Mockingjay is the final installment in the much-loved Hunger Games trilogy. Does much more need to be said in the way of an introduction?
I hate when things end. I have never read The Last Battle, the last Narnia book by CS Lewis, because if I don't then the end will never happen. Even the title makes me sad, being so final and all. There's the sadness of things being finally over, but dear readers, endings also scare me. Because they can so often be a let down and you're left with this awful taste in your mouth. Endings are hard. Endings are risky. Sometimes it's easier just to avoid rather than risk disappointment. I still have not finished the last disk of the audio version of Finnikin of the Rock by Melina Marchetta. It's been MONTHS. And I was loving it.
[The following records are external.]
PR #1214, opened 2018-06-14
feat: generate package.json and README per package

JustinBeckwith:
Inches us closer to shipping individual packages 🌮


src/apis/abusiveexperiencereport/package.json
```diff
@@ -0,0 +1,24 @@
+{
+  "name": "@google/abusiveexperiencereport",
```
alexander-fenster: are we sure that names for all libraries are unique on npm? maybe use some other npm org?

JustinBeckwith: They're all scoped under @google, so I'm pretty sure :)

PR #1239, opened 2018-07-17
Sheets: Make "batchGet"/range option of type string[] instead of string

arthurjdam:
Not sure why the documentation doesn't agree, but there does not seem to be any way of sending a singular string as batchGet's "ranges" option 
Example: 
`ranges: "TABONE!A1:B,TABTWO!A2:B"` will fail
`ranges: ["TABONE!A1:B", "TABTWO!A2:B"]` works just fine

- [x] `npm test` succeeds


JustinBeckwith:
Thank you so much for the PR!  Sadly, this is an auto-generated file.  Any fixes required will need to be made on the generator.  We're tracking this over in https://github.com/google/google-api-nodejs-client/issues/1266 :)

PR #1240, opened 2018-07-17
fix: cannot read property of undefined in sampleclient.js line 42, li…

nguyendviet:
fix: cannot read property of undefined in sampleclient.js line 42, line 32 .web to .installed

oauth2.keys.json when downloaded looks like this: 
{"installed":{
  "client_id":"",
  "project_id": "",
  ...
  "redirect_uris":[...]}
}

It's also mentioned here: https://github.com/gsuitedevs/node-samples/blob/master/drive/quickstart/index.js

- [x] `npm test` succeeds

### DIFF
--- a/package-lock.json
+++ b/package-lock.json
@@ -20,10 +20,10 @@
       "dev": true,
       "requires": {
         "@babel/types": "7.0.0-beta.49",
-        "jsesc": "^2.5.1",
-        "lodash": "^4.17.5",
-        "source-map": "^0.5.0",
-        "trim-right": "^1.0.1"
+        "jsesc": "2.5.1",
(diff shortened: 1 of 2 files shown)


JustinBeckwith:
Thanks for the PR!  As it would turn out, the `.web` vs `.installed` thing is really an artifact of what kind of service account credential you create in the developer console.  If you choose a "web" application, the key uses web.  Instead of this - would you be willing to change it to something like:

```js
const keyFile = require(keyPath);
keys = keyFile.installed || keyFile.web;
```

nguyendviet:
Thanks, Justin. I'll close this one and create another pull request following your suggestion.

PR #1241, opened 2018-07-17
fix: cannot read property of undefined in sampleclient.js line 42

nguyendviet:
fix: cannot read property of undefined in sampleclient.js line 42

Added: line 32
```
const keyFile = require(keyPath);
keys = keyFile.installed || keyFile.web;
```

oauth2.keys.json when downloaded looks like this:
{"installed":{
"client_id":"",
"project_id": "",
...
"redirect_uris":[...]}
}

It's also mentioned here: https://github.com/gsuitedevs/node-samples/blob/master/drive/quickstart/index.js

- [x] `npm test` succeeds

### DIFF
--- a/package-lock.json
+++ b/package-lock.json
@@ -20,10 +20,10 @@
       "dev": true,
       "requires": {
         "@babel/types": "7.0.0-beta.49",
-        "jsesc": "^2.5.1",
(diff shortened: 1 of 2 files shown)


nguyendviet:
I certainly can. Sorry about that.

PR #1313, opened 2018-08-30
fix: upgrade to the latest google-auth-library

### LINKED ISSUE #998: Can't use proxy to do JWT authentication with googleapis
I have a NodeJS API working behind a corporate proxy and I have been trying to do authentication with Google with their NodeJS client: 

```js
    const google = require('googleapis');

    function getServiceAccountInfo() {
      return {
        type: 'service_account',
        project_id: 'XXXXX',
        private_key_id: 'XXXXXX',
        private_key: 'XXXX',
        client_email: 'XXXX',
        client_id: 'XXXX',
        auth_uri: 'XXXX',
        token_uri: 'XXXX',
        auth_provider_x509_cert_url: 'XXXX',
        client_x509_cert_url: 'XXXXX'
      };
    }

    const SCOPES = 'https://www.googleapis.com/auth/firebase.messaging';

    let proxy2 = {
      host: 'proxy.hkcsl.net',
      port: 8080
    };

    const proxy3 = {
      proxy: 'http://172.25.2.6:8080'
    }

    const proxy4 = {
      proxy: {
        host: '172.25.2.6',
        port: 8080,
        auth: {
          username: '',
          password: '',
        },
      }
    }

    process.env.HTTPS_PROXY = 'https://172.25.2.6:8080';
    process.env.https_proxy = 'https://172.25.2.6:8080';
    process.env.HTTP_PROXY = 'http://172.25.2.6:8080';
    process.env.http_proxy = 'http://172.25.2.6:8080';
    google.options({
      proxy: proxy4.proxy
    });

    const key = getServiceAccountInfo();
    const jwtClient = new google.auth.JWT(
      key.client_email,
      undefined, // null,
      key.private_key,
      SCOPES,
      undefined, // null
    );
    jwtClient.authorize(function(err, tokens) {
      if (err) {
        console.error(err);
        return;
      }
      console.log(tokens.access_token);
    });
```

However, no matter how I configure the proxy option, I still either get a timeout error or something like

> ERROR  Error: write EPROTO 101057795:error:140770FC:SSL routines:SSL23_GET_SERVER_HELLO:unknown protocol:openssl\ssl\s23_clnt.c:827:

Some people managed to fix it by changing the port to 443 but it doesn't apply to my case since that port is not available to me inside the server. And I've already referenced on the discussions and solutions proposed here:

[StackOverflow: node-request - Getting error “SSL23_GET_SERVER_HELLO:unknown protocol”
][1]

[googleapis: There is no facility for passing a proxy to the oauth2client][2]

[Axios: Request to HTTPS with HTTP proxy fails][3]

[Using jwtClient.authenticate() behind a proxy results in ETIMEDOUT error][4]

It also seems like Vue is also encountering a similar [problem][5] yesterday, they changed from using axios to using request instead. Is there a similar workaround for googleapis too?

Note that I have also asked this question on StackOverflow (https://stackoverflow.com/questions/48766209/cant-use-proxy-to-do-jwt-authentication-with-googleapis).

  [1]: https://stackoverflow.com/questions/15421050/node-request-getting-error-ssl23-get-server-hellounknown-protocol
  [2]: https://github.com/google/google-api-nodejs-client/issues/336
  [3]: https://github.com/axios/axios/issues/925
  [4]: https://github.com/google/google-api-nodejs-client/issues/705
  [5]: https://github.com/vuejs/vue-cli/issues/785

JustinBeckwith:
Resolves #998


JustinBeckwith:
gentle ping @alexander-fenster

PR #1321, opened 2018-09-05
Use synth templating and update CI

JustinBeckwith:


synth.py
```diff
@@ -12,25 +12,25 @@
...
 
+repository_url = "https://github.com/google/google-api-nodejs-client.git"
 log.debug(f"Cloning {repository_url}.")
 repository = git.clone(repository_url, depth=1)
-
 log.debug("Installing dependencies.")
 shell.run("npm install".split(), cwd=repository)
-
 log.debug("Generating all libraries.")
 shell.run("make generate".split(), cwd=repository)
```
kinwa91: `s.copy(repository / "src")`

.appveyor.yml
```diff
@@ -4,9 +4,9 @@ environment:
 
 install:
   - ps: Install-Product node $env:nodejs_version
-  - ps: (new-object net.webclient).DownloadFile('https://github.com/mbuilov/gnumake-windows/raw/master/gnumake-4.2.1-x64.exe', 'C:\projects\google-api-nodejs-client\make.exe')
```
kinwa91: It's probably not okay to remove this - it installs GNU `make`.

`make` is required for `npm test` which runs `make test ..`

.github/CONTRIBUTING.md
```diff
@@ -1,66 +1,53 @@
-# Contributing
```
kinwa91: We'll lose instructions for generation if we overwrite this with the one from synthtool.

Perhaps exclude it from synth.py:

```python
s.copy(templates, excludes=[".github/CONTRIBUTING.md"])
```

.appveyor.yml
JustinBeckwith: Fixed this by getting rid of the makefile and dropping the requirement on make 🙃

PR #1338, opened 2018-09-14
Fix error handling in batchGet sample

### LINKED ISSUE #1336: analytics report - batch - not displaying error properly
Hello,

While trying the report API, I encounter an issue where I malformed the query. Unfortunately I was not able to see it. I discover that the `try catch` statement was catching well but the `console.error` was not called correctly.

May I suggest to change the example to `console.error(err)` instead of `console.error`

#### Environment details

  - OS: macOS High Sierra
  - Node.js version: 8.9.1
  - npm version: 6.1.0
  - `googleapis` version: 33.0.0

#### Steps to reproduce

  1. run samples/analyticsReporting/batchGet.js
  2. Do not see any error

there: https://github.com/googleapis/google-api-nodejs-client/blob/master/samples/analyticsReporting/batchGet.js#L55

it should be `console.error(e)` instead of `console.error`

Thanks!

JustinBeckwith:
Fixes #1336

### DIFF
--- a/samples/analyticsReporting/batchGet.js
+++ b/samples/analyticsReporting/batchGet.js
@@ -52,7 +52,7 @@ if (module === require.main) {
   const scopes = ['https://www.googleapis.com/auth/analytics'];
   sampleClient.authenticate(scopes)
     .then(c => runSample())
-    .catch(e => console.error);
+    .catch(console.error);
 }
 
 // export functions for testing purposes


samples/analyticsReporting/batchGet.js
```diff
@@ -52,7 +52,7 @@ if (module === require.main) {
   const scopes = ['https://www.googleapis.com/auth/analytics'];
   sampleClient.authenticate(scopes)
     .then(c => runSample())
-    .catch(e => console.error);
+    .catch(console.error);
```
kinwa91: 😅

PR #1377, opened 2018-10-04
Allow use of --discovery-url parameter

sgarciac:
As it is now, passing any parameter makes the generate script treat parameters as individual service definition URLs, even when the --discovery-url parameter is present.


sgarciac:
I signed it!

PR #1390, opened 2018-10-16
Fix for #1374 Generator missing standard parameters

### LINKED ISSUE #1374: drive.files.list 'fields' parameter is missing
The `drive.files.list`'s `fields` parameter is missing in the Drive V3 d.ts.

#### Environment details

  - OS: OSX
  - Node.js version: v9.4.0
  - npm version: 5.6.0
  - `googleapis` version: 34.0.0

#### Steps to reproduce

  1. Use `drive.file.list` with a `fields` param.

```ts
  const res = await drive.files.list({
    pageSize: 50,
    fields: 'nextPageToken, files(id, name)',
    q: 'mimeType="application/vnd.google-apps.script"',
  });
```
  2. Notice that the `fields` param is not supported.

Perhaps there's a new way of using this param, but I don't see it in the `v3.d.ts`.

---

### Docs

- https://developers.google.com/drive/api/v3/search-parameters#using_client_libraries

### Drive V3 discovery:
- https://developers.google.com/discovery/v1/reference/apis/getRest
  - drive, v3
- Notice `parameters.fields` string:
```js
  "fields": {
   "type": "string",
   "description": "Selector specifying which fields to include in a partial response.",
   "location": "query"
  },
```

ajaaym:
Fixes #1374  (it's a good idea to open an issue first for discussion)

- [x] Tests and linter pass

### DIFF
--- a/src/generator/templates/api-endpoint.njk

I think my tredipation comes from endings that are predictable. Endings that are rushed. Endings that you see coming a mile off, when it's all about wrapping things up rather than doing the characters justice.
There are a lot of things that I loved about Mockingjay. I thought Peeta was handled beautifully. Brilliantly even. I have never been Team Peeta or Team Gale. Because The Hunger Games isn't primarily a romance. I have read swooning posts about Gale tearing my hair out thinking WHY WHY WHY?? Why do we care so much about a character that has 2.5 lines in books one and two combined?
Collins can think up some wonderfully creative violence. And she got the rebels versus the Capitol down to a tee: I loved questioning whether replacing Snow with Coin would be merely a name change, not a regime change. Parts of it was very exciting. As a narrative about the consequences of war and the nature of power and propaganda, I thought it did very well.
There were a lot of things that annoyed me about Mockingjay. It was predictable. Certain parts were rushed. We were left out of key scenes. I have never cared a jot about who Katniss would choose to spend the rest of her life with as she never expressed ONE, not ONE, sweet squishy feeling towards either Gale or Peeta. Anxious, needy, rejecting, confused feelings, but not one word or gesture that made me think she even WANTED A PARTNER. Comfort, yes, human contact, yes, but romance? No. Not once. SO WHY SHOULD I CARE. KATNISS DOESN'T.
Unfortunately, if you don't care who Katniss chooses, a lot of Mockingjay will leave you cold. Because the outcome of rebellion was rather predictable. And the bits that weren't? Hasty. Rushed. Truncated. I have been left with a bad taste in my mouth.